Issue #1506, opened 2016-05-19
Methods in the `column.str` namespace


kwmsmith:
The  kwmsmith/blaze:str-namespace branch has started the work to implement Pandas' `df.column.str.upper()` API in Blaze.

This issue captures the relevant methods and breaks them out approximately according to difficulty.

The initial effort will implement these for Pandas first, and then extend to SQL given time, resources, and overlap with SQL support.

Completed:
* upper
* lower
* cat
* len
* find
* `__getitem__`

Low-hanging:
* isalnum isalpha isdecimal isdigit islower isnumeric isspace istitle isupper 
* reverse
* replace
* capitalize
* pad
* strip / lstrip / rstrip

regex-related (not low-hanging):
* slice_replace
* extract w/ single group

For reference, in both pandas and str:
* capitalize
* center
* count
* encode
* endswith
* find
* index
* isalnum
* isalpha
* isdecimal
* isdigit
* islower
* isnumeric
* isspace
* istitle
* isupper
* join
* ljust
* lstrip
* partition
* replace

□ □ □ □

**WHAT YOU HAVE TO DO**
Show every line of the listing in which the string "namespace" can be found.

**RESULT**
Methods in the `column.str` namespace
The  kwmsmith/blaze:str-namespace branch has started the work to implement Pandas' `df.column.str.upper()` API in Blaze.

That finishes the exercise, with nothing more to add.